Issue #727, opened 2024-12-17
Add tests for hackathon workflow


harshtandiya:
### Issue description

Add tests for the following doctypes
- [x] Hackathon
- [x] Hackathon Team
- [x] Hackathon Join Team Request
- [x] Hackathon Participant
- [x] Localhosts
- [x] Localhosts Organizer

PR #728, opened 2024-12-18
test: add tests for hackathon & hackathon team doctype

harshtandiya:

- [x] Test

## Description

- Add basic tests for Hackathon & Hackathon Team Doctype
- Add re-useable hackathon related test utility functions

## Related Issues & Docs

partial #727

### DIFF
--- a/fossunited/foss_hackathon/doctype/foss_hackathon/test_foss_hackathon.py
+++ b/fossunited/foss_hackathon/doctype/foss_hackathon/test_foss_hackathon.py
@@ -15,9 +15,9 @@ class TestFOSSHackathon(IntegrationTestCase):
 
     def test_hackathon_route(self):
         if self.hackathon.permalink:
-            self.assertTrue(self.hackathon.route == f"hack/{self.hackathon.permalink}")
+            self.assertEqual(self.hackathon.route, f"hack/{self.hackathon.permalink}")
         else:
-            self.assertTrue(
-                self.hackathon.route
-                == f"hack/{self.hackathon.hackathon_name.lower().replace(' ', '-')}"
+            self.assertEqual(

******************************

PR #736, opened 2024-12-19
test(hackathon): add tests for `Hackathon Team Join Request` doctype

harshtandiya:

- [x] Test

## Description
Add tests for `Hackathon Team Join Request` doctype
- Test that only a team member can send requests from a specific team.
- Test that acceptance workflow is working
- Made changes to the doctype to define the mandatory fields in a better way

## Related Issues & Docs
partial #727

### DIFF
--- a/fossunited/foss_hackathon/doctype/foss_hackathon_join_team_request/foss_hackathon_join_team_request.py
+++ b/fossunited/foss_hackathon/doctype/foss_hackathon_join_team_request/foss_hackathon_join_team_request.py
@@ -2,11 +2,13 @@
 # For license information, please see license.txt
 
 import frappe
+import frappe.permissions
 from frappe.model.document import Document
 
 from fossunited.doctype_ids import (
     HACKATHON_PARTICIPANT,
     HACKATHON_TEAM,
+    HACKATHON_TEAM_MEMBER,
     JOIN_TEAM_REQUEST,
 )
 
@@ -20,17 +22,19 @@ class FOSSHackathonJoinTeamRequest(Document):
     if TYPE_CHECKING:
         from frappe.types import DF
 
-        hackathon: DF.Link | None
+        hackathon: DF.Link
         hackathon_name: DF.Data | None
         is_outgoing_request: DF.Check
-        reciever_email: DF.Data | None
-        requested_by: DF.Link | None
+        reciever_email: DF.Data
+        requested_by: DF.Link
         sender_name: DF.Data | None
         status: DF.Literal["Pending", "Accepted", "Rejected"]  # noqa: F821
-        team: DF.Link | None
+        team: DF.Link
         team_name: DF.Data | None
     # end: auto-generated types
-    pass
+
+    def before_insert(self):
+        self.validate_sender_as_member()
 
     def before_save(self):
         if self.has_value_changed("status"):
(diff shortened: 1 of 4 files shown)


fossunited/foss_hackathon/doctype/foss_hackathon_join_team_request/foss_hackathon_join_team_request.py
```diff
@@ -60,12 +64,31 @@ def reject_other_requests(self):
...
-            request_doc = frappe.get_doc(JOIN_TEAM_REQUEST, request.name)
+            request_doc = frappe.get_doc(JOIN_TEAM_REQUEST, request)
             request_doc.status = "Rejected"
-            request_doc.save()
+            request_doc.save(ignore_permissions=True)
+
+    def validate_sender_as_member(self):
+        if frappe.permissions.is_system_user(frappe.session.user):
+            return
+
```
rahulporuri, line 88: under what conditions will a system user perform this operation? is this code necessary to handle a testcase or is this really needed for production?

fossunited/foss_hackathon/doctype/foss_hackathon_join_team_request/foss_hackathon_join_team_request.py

******************************

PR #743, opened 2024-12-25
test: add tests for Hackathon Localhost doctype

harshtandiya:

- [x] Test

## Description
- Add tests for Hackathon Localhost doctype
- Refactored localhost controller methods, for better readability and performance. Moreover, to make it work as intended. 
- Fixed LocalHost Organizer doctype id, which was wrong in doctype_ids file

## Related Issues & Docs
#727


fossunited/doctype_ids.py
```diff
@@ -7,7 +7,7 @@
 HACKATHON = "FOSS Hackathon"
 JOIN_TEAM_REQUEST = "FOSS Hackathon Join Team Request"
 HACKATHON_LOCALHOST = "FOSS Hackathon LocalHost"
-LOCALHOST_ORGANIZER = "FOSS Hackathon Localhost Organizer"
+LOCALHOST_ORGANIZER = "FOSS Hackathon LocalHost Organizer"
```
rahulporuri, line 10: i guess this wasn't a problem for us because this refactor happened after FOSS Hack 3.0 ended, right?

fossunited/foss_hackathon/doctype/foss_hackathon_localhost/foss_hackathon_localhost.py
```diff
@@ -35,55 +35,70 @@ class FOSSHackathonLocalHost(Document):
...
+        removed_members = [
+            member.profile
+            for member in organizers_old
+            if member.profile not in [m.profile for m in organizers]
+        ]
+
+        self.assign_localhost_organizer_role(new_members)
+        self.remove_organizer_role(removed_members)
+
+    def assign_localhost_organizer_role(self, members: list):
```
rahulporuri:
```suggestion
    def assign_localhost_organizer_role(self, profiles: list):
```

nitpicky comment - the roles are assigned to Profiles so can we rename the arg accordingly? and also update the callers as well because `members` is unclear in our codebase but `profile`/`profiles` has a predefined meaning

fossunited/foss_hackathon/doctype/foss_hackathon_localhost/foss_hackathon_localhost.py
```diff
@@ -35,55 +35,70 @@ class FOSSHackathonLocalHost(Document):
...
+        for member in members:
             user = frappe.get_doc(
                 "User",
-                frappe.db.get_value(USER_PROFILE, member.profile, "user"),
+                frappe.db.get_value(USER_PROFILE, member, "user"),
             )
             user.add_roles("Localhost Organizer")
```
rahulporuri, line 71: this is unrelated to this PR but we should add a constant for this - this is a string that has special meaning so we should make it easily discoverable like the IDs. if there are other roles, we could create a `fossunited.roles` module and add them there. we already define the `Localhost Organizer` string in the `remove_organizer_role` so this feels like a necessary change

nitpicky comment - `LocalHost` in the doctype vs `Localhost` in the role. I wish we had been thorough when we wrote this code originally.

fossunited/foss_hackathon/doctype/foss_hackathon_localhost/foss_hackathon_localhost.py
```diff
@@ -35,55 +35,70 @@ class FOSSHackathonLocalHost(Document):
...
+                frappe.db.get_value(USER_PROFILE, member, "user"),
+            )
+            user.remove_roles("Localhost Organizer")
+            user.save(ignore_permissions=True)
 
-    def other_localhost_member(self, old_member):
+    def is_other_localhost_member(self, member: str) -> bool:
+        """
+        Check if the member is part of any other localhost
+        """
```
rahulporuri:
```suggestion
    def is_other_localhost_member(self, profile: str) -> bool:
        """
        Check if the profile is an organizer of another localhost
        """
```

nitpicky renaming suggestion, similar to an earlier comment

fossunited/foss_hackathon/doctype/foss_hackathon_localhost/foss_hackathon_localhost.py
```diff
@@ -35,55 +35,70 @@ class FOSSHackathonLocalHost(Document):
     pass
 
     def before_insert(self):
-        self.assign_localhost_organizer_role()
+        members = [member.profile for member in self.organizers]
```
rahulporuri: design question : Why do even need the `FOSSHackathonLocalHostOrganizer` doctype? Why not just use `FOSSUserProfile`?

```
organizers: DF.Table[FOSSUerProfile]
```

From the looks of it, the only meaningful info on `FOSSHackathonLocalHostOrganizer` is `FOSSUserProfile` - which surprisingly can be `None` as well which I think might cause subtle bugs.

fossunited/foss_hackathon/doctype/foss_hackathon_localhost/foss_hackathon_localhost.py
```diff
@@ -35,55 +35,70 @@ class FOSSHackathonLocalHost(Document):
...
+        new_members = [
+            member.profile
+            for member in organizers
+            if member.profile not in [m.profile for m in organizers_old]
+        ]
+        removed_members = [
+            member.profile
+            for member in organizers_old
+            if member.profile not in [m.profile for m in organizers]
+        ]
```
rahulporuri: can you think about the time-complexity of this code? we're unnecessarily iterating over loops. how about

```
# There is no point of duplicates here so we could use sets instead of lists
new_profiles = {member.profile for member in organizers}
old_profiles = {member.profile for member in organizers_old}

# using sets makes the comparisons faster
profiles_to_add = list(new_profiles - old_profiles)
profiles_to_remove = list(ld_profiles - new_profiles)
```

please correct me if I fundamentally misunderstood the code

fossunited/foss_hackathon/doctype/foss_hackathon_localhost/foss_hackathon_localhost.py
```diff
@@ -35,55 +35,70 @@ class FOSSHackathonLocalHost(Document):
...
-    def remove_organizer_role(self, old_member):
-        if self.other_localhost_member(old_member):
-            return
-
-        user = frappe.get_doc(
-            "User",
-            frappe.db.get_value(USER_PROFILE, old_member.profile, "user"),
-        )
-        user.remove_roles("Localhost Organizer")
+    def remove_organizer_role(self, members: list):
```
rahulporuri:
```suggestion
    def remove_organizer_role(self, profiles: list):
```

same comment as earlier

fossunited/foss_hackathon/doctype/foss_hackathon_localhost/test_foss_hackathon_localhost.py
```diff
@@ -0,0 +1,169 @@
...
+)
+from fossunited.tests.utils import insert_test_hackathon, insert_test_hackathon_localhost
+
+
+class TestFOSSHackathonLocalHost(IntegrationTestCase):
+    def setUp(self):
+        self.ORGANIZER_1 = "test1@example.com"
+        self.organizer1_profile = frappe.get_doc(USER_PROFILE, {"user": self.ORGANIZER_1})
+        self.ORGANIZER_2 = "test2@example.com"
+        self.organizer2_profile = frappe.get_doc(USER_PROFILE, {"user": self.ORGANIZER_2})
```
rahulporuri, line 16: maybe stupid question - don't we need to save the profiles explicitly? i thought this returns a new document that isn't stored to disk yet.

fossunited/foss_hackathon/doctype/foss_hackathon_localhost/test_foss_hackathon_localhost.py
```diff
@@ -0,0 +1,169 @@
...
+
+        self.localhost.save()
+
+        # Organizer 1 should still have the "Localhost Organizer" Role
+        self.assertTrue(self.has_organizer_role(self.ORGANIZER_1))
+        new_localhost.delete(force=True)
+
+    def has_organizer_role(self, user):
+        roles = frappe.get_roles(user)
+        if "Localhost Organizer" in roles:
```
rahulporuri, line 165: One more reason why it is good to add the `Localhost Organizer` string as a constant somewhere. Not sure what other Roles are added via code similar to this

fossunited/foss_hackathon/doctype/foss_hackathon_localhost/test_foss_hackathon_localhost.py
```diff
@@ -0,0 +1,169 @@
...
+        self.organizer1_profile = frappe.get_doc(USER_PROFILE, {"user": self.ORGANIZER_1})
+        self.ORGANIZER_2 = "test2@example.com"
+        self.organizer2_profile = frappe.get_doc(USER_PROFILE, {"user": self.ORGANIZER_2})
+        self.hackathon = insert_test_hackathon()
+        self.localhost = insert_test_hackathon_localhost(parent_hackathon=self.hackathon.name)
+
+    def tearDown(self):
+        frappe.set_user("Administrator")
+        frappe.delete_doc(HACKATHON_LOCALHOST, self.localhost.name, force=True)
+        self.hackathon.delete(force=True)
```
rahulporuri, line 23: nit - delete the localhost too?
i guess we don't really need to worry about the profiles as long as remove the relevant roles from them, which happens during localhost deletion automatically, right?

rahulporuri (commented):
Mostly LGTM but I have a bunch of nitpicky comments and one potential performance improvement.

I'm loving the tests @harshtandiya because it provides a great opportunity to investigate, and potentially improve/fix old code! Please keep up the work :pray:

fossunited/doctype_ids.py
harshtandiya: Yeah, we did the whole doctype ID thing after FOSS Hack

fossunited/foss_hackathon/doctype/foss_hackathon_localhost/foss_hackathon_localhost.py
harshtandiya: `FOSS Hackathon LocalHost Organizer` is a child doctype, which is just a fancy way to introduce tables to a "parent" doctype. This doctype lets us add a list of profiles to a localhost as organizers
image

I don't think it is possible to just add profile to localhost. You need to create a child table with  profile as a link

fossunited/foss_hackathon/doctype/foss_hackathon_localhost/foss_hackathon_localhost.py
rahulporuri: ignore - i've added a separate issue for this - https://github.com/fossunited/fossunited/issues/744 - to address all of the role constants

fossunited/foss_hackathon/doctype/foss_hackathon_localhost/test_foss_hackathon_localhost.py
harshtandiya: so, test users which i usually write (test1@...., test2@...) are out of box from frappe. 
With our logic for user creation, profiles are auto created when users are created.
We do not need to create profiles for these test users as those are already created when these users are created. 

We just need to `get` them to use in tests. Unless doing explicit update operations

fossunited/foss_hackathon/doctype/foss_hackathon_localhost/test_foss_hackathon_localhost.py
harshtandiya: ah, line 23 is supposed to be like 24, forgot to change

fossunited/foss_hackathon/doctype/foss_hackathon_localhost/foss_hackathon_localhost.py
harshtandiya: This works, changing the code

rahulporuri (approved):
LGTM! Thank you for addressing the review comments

******************************

**Aim of the exercise**
The expected answer is a copy of each line in the records that holds the word "because".

**Answer box**
rahulporuri, line 10: i guess this wasn't a problem for us because this refactor happened after FOSS Hack 3.0 ended, right?
nitpicky comment - the roles are assigned to Profiles so can we rename the arg accordingly? and also update the callers as well because `members` is unclear in our codebase but `profile`/`profiles` has a predefined meaning
I'm loving the tests @harshtandiya because it provides a great opportunity to investigate, and potentially improve/fix old code! Please keep up the work :pray:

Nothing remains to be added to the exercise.